Additionally food and Food-Grown nutrients provide key vitamins in their naturally occurring form. For example, Vitamin D in the more biologically active form of Vitamin D (1, 25 - dihydroxyvitamin D) rather than the non-active 'storage' form (25-hydroxyvitamin D) as well as D1, 2 and 4; Vitamin K as phylloquinone and Vitamin B9 as folate for example.
So how are 'food-grown' nutrients made?
The Food-State process remains the proprietary process of Endre Szalay and to this day is manufactured by only one company in the world (of which Endre Szalay is still Honorary Chairman at age 93).

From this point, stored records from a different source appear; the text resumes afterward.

PR #1116, opened 2017-01-27
Luarocks bump version, recipe cleanup

miqlas:
Cannot find the lua.h yet during the configure process, any help really appreciated.

### DIFF
--- a/dev-lua/luarocks/luarocks-2.4.2.recipe
+++ b/dev-lua/luarocks/luarocks-2.4.2.recipe
@@ -7,7 +7,6 @@ LICENSE="MIT"
 REVISION="2"
 SOURCE_URI="http://luarocks.org/releases/luarocks-$portVersion.tar.gz"
 CHECKSUM_SHA256="0e1ec34583e1b265e0fbafb64c8bd348705ad403fe85967fd05d3a659f74d2e5"
-SOURCE_DIR=$portVersionedName
 
 ARCHITECTURES="x86_gcc2 x86 x86_64"
 
@@ -44,7 +43,7 @@ BUILD()
 		--rocks-tree=$dataDir/luarocks \
 		--versioned-rocks-dir \
 		--force-config
-		
+
 	make build $jobArgs
 }
 INSTALL()
--- a/dev-lua/luarocks/luarocks-2.4.2.recipe
+++ b/dev-lua/luarocks/luarocks-2.4.2.recipe
@@ -1,0 +1,53 @@
+SUMMARY="A deployment and management system for Lua modules"
+DESCRIPTION="LuaRocks allows you to install modules as self-contained \
+packages called rocks, which also contain version dependency information."
+HOMEPAGE="http://luarocks.org/"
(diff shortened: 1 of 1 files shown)


dev-lua/luarocks/luarocks-2.4.2.recipe
```diff
@@ -0,0 +1,53 @@
+SUMMARY="A deployment and management system for Lua modules"
+DESCRIPTION="LuaRocks allows you to install modules as self-contained \
+packages called rocks, which also contain version dependency information."
+HOMEPAGE="http://luarocks.org/"
+COPYRIGHT="2007-2016 Kepler Project"
+LICENSE="MIT"
+REVISION="2"
+SOURCE_URI="http://luarocks.org/releases/luarocks-$portVersion.tar.gz"
+CHECKSUM_SHA256="0e1ec34583e1b265e0fbafb64c8bd348705ad403fe85967fd05d3a659f74d2e5"
+SOURCE_DIR=$portVersionedName
```
fbrosson: You can remove the "SOURCE_DIR=$portVersionedName" because that's the default value when haikuporter builds a recipe for a primary architecture.

BTW, I would recommend to avoid using $portVersionedName in a recipe because:
* $portVersionedName is the same as $portName + $portVersion
* and $portName ends with $secondaryArchSuffix which, as we know, is empty for primary arch and not empty for secondary arch.

This means that the places where we could technically use $portVersionedName (or $portName) in recipes **without** support for secondary architecturess.. would almost **never** be the same as the places where we might use $portVersionedName (or $portName) in recipes that **do have** support for secondary architecturess.

In short, and to keep consistency between all recipes,  $portVersionedName (and $portName) should never be used in SOURCE_DIR (and probably anywhere else too.)

BTW, I would also remove cmd:wget from BUILD_PREREQUIRES.
If the build process needs to download something, it should be downloaded **before** BUILD, with a SOURCE_URI_x.

miqlas:
It still cannot find lua.h

pulkomandy:
Can't it use pkg-config to locate lua?
Have you checked what it says in configure.log or similar, are there additional details?

dev-lua/luarocks/luarocks-2.4.2.recipe
```diff
@@ -0,0 +1,52 @@
...
+	cmd:md5sum
+	cmd:sed
+	cmd:wget
+	"
+
+BUILD()
+{
+	#not an autotools package
+	./configure --prefix=$prefix  \
+		--with-lua-include="$includeDir/lua53" \
```
Begasus: This should do the trick, as discussed on IRC :)
LUA_VERSION=$(lua -v | sed 's/Lua //' | head -c3 | tr -d '.')
./configure --prefix=$prefix --with-lua-include="$(finddir B_SYSTEM_DEVELOP_DIRECTORY)/headers/lua$LUA_VERSION"

Begasus:
the package still installs a "share" folder which fails when running haikuporter in strict mode ...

Food-Grown nutrients are manufactured by feeding a controlled amount of mineral salt (vitamin) embedded in an appropriate glycoprotein matrix, into a live food cell such as citrus, carrot, cabbage, alfalfa, bakers yeast or probiotic. Which cell to use is decided by which food cell is most naturally suited to the nutrient or mineral, Citrus pulp for Vitamin C, Carrot concentrate for Beta Carotene and so on. This introduction of the mineral salt occurs at the natural ‘budding’ process of the food cell.
As in nature, this food cell then metabolizes and re-natures the vitamin or mineral glycoprotein mix, inextricably binding it to its co-factors and it’s natural CFF’s. These ‘team mates’ are so closely bonded that the nutrient can no longer be divided into its separate parts, just as it would be found in a plant cell.

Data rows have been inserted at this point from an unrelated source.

PR #1117, opened 2017-01-27
ATLAS : WIP recipe

miqlas:
Somehow broken in HaikuPorter, works outside.


sci-libs/atlas/atlas-3.10.3.recipe
```diff
@@ -0,0 +1,133 @@
...
+	"
+
+BUILD_REQUIRES="
+	haiku${secondaryArchSuffix}_devel
+	"
+BUILD_PREREQUIRES="
+	binutils$secondaryArchSuffix
+	cmd:awk
+	cmd:gfortran$secondaryArchSuffix
+	cmd:fgrep
```
fbrosson: You should probably use **`cmd:grep`** instead of **`cmd:fgrep`** because **fgrep is deprecated**, as we can see in this paragraph of the manual page:
```
       In addition, the variant programs egrep, fgrep and rgrep are
       the  same  as  grep -E,  grep -F, and grep -r, respectively.
       These variants are deprecated, but are provided for backward
       compatibility.
```
Of course, you should also replace every call to **`fgrep`** by **`grep -F`**.
BTW, this is the contents of **`/bin/fgrep`**:
```
#!/bin/sh
exec grep -F "$@"
```
Even if it's almost sure grep will continue to provide the fgrep variant, it should be avoided like any other deprecated stuff.

sci-libs/atlas/atlas-3.10.3.recipe
```diff
@@ -0,0 +1,133 @@
+SUMMARY="Automatically Tuned Linear Algebra Software"
+DESCRIPTION="A software library for linear algebra. It provides a mature open \
+source implementation of BLAS APIs for C and Fortran77."
+HOMEPAGE="http://math-atlas.sourceforge.net/"
+COPYRIGHT="2011-2016 The ATLAS Project"
+LICENSE="BSD (3-clause)"
+REVISION="1"
+SOURCE_URI="https://downloads.sf.net/math-atlas/atlas3.10.3.tar.bz2"
```
fbrosson: You might wish to use $portVersion in SOURCE_URI:
```
SOURCE_URI="https://downloads.sf.net/math-atlas/atlas$portVersion.tar.bz2"
```

sci-libs/atlas/atlas-3.10.3.recipe
```diff
@@ -0,0 +1,138 @@
...
+	binutils$secondaryArchSuffix
+	cmd:awk
+	cmd:bzip2
+	cmd:gfortran$secondaryArchSuffix
+	cmd:fgrep
+	cmd:find
+	cmd:g++$secondaryArchSuffix
+	cmd:make
+	cmd:sed
+	cmd:pwd
```
fbrosson: You don't need **`cmd:pwd`** in BUILD_PREREQUIRES since it is provided by coreutils.

sci-libs/atlas/atlas-3.10.3.recipe
```diff
@@ -0,0 +1,138 @@
...
+	make build
+
+	echo 'Building shared libraries'
+	cd lib
+	if [ 1 -lt $NCPU ]; then
+		cp "$srcdir/makefile.shared.mt" makefile
+	else
+		cp "$srcdir/makefile.shared.st" makefile
+	fi
+	make -f makefile
```
fbrosson: You might wish to try replacing
```
	cd lib
	if [ 1 -lt $NCPU ]; then
		cp "$srcdir/makefile.shared.mt" makefile
	else
		cp "$srcdir/makefile.shared.st" makefile
	fi
	make -f makefile
```
by
```
	if [ "$NCPU" -gt 1 ]; then
		make -C lib -f ../makefile.shared.mt
	else
		make -C lib -f ../makefile.shared.st
	fi
```

sci-libs/atlas/atlas-3.10.3.recipe
```diff
@@ -0,0 +1,145 @@
...
+HOMEPAGE="http://math-atlas.sourceforge.net/"
+COPYRIGHT="2011-2016 The ATLAS Project"
+LICENSE="BSD (3-clause)"
+REVISION="1"
+SOURCE_URI="https://downloads.sf.net/math-atlas/atlas$portVersion.tar.bz2"
+CHECKSUM_SHA256="2688eb733a6c5f78a18ef32144039adcd62fabce66f2eb51dd59dde806a6d2b7"
+SOURCE_DIR="ATLAS"
+PATCHES="atlas-$portVersion.patchset"
+ADDITIONAL_FILES="makefile.shared.mt
+	makefile.shared.st"
```
fbrosson: Instead of adding copies of these files in the HaikuPorts repo, you could use this:
```
archlinuxCommit="286cdb8eafb3756cdb3d63f0f6c6084e55a31169"
archlinuxRepoBaseUri="https://aur.archlinux.org/cgit/aur.git/plain/"
SOURCE_FILENAME_2="makefile.shared.mt"
SOURCE_FILENAME_3="makefile.shared.st"
SOURCE_URI_2="$archlinuxRepoBaseUri/$SOURCE_FILENAME_2?h=atlas-lapack&id=$archlinuxCommit"
SOURCE_URI_3="$archlinuxRepoBaseUri/$SOURCE_FILENAME_3?h=atlas-lapack&id=$archlinuxCommit"
CHECKSUM_SHA256_2="7627446a0d598b55bc8f2795f8ff2028f134928b9ca597b76bf8dd5622dbff69"
CHECKSUM_SHA256_3="18cfd59a104451c03c3b91020786260cf2b2581642a9c8f8598ba1d26b9cb3bf"
```
* makefile.shared.mt would be available as $sourceDir2/$SOURCE_FILENAME_2
* makefile.shared.st would be available as $sourceDir3/$SOURCE_FILENAME_3

sci-libs/atlas/atlas-3.10.3.recipe
```diff
@@ -0,0 +1,145 @@
...
+
+	echo 'Building ATLAS'
+	make build $jobArgs
+
+	echo 'Building shared libraries'
+	cd lib
+	if [ 1 -lt $NCPU ]; then
+		cp "$portDir/additional-files/makefile.shared.mt" makefile
+	else
+		cp "$portDir/additional-files/makefile.shared.st" makefile
```
fbrosson: If you drop ADDITIONAL_FILES (with the suggestion above), you just need to use this here:
```
	if [ 1 -lt $NCPU ]; then
		cp "$sourceDir2/$SOURCE_FILENAME_2" makefile # shared.mt
	else
		cp "$sourceDir3/$SOURCE_FILENAME_3" makefile # shared.st
	fi
```

sci-libs/atlas/atlas-3.10.3.recipe
```diff
@@ -0,0 +1,145 @@
...
+
+BUILD_REQUIRES="
+	haiku${secondaryArchSuffix}_devel
+	"
+BUILD_PREREQUIRES="
+	binutils$secondaryArchSuffix
+	cmd:awk
+	cmd:bzip2
+	cmd:gfortran$secondaryArchSuffix
+	cmd:fgrep
```
fbrosson: (This is a copy of one of the remarks I made on my previous review which is hiddent probably because the line to which it was attached was moved. It would not have happened if I had aborted my previous review (instead of just clicking "refresh") and rewritten it when I noticed there had been a new update to the PR. I'll be careful next time ;-)

You should probably use **`cmd:grep`** instead of **`cmd:fgrep`** because **fgrep is deprecated**, as we can see in this paragraph of the manual page:
```
       In addition, the variant programs egrep, fgrep and rgrep are
       the  same  as  grep -E,  grep -F, and grep -r, respectively.
       These variants are deprecated, but are provided for backward
       compatibility.
```
Of course, you should also replace every call to **`fgrep`** by **`grep -F`**.
BTW, this is the contents of **`/bin/fgrep`**:
```
#!/bin/sh
exec grep -F "$@"
```
Even if it's almost sure grep will continue to provide the fgrep variant, it should be avoided like any other deprecated stuff.

miqlas: The build tool explicitly calls fgrep. From C. With different kind of magic.
So yeah... It must be fgrep. I won't change it, for sure.

sci-libs/atlas/atlas-3.10.3.recipe
```diff
@@ -0,0 +1,145 @@
...
+	lib:libgomp$secondaryArchSuffix
+	"
+CONFLICTS="
+	blas$secondaryArchSuffix
+	cblas$secondaryArchSuffix
+	lapack$secondaryArchSuffix
+	"
+
+PROVIDES_devel="
+	atlas${secondaryArchSuffix}_devel = $portVersion compat >=3
```
fbrosson: For **`atlas${secondaryArchSuffix}_devel`** there should be no **`compat`** at all.

sci-libs/atlas/atlas-3.10.3.recipe
```diff
@@ -0,0 +1,145 @@
...
+
+BUILD()
+{
+	# Needs to be deleted!
+	rm -rf haiku_build || true
+	mkdir -p haiku_build
+	cd haiku_build
+
+	CORE=`sysinfo -cpu | grep -o "\w*MHz\w*" | grep -o '[0-9]*'` # CPU freq
+	NCPU=`sysinfo -cpu | fgrep "MHz" | awk '{print $1}'` # CPU count
```
fbrosson: > The build tool explicitly calls fgrep. From C. With different kind of magic.
So yeah... It must be fgrep. I won't change it, for sure.

OK.
BTW, I though fgrep was only being called from the recipe's BUILD()

miqlas:
@fbrosson : thanks for all the ideas, i'll inmplement them as fast as possible.

To everybody: i'm trying to get my patches upstreamed. ATLAS currently technically capable to get the required informations about the system to create an optimized build, so a generic x86_SSE2 build in the HaikuDepot wouldn't be too nice and actually impossible right now, because defining the arch, microarch, and so on drives the compiler crazy and i cannot debug, why. I suppose it runs some synthetic tests, but "none survives" (yeah, ATLAS told me). Maybe they can fix it in the next release, who knows.

So if ATLAS can create optimized build, then i would propose the following: we could disable this recipe for every platform, and everybody, who needs it, can compile it to get a machine optimized lib.
It would make the recipe lot cleaner and easier to maintain, but of course, everything, what using ATLAS would be machine specific.

This is my preferred way to close this case, but i'm interested what others thinks. Any thoughts?

@humdingerb : I know, this is again something what nobody would use. Never. Ever. Actually that's why i inveted time into this.

sci-libs/atlas/atlas-3.10.3.recipe
miqlas: WONTFIX

miqlas:
Disabled on every arch, to tidy the PRs up i merge this, as nobody had any input here since loong.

This process is not forced nor heated at any stage, allowing the conversion to occur at the same rate it would naturally and without the addition of any processing chemicals, just purified water. This is not to be confused with the commonly used fermentation process.
At the final stage of the Food-Grown process a specific plant based enzyme is introduced to de-activate the proteins on the food cell wall. This renders the end product hypo-allergenic, meaning it is suitable for those with yeast or lactose concerns in the case of candida overgrowth or lactose intolerant individuals. The temperature is then mildly elevated to no more 32.5 degrees Celsius to de-activate this enzyme. This low temperature guarantees that the rest of the cell (the vitamins, minerals and all it’s co-factors) is kept in tact and therefore are classified as a ‘raw’ food.
The mineral/vitamin food concentrate is then thoroughly washed a number of times with purified water. Then the product, upon enzyme treatment, is dried and packed with a guaranteed potency of the nutrient.
When nutrients are whole, with naturally occurring complete proteins and other phyto-nutrients, they are in a form that is readily used by the human physiology and which require no changes, therefore saving vital energy.
Each batch is tested for any trace of toxic metals, pesticides and herbicides at the beginning and end of the process and screening for any remnants of the ‘isolated’ nutrient is also conducted at the completion stage.
Informed choices in a clinic setting
As a nutritional therapist, this understanding of cellular nutrient delivery throws up questions on how effective and respectful nutrients in a synthetic isolated form are to the natural intelligence of nutrient absorption in the human body.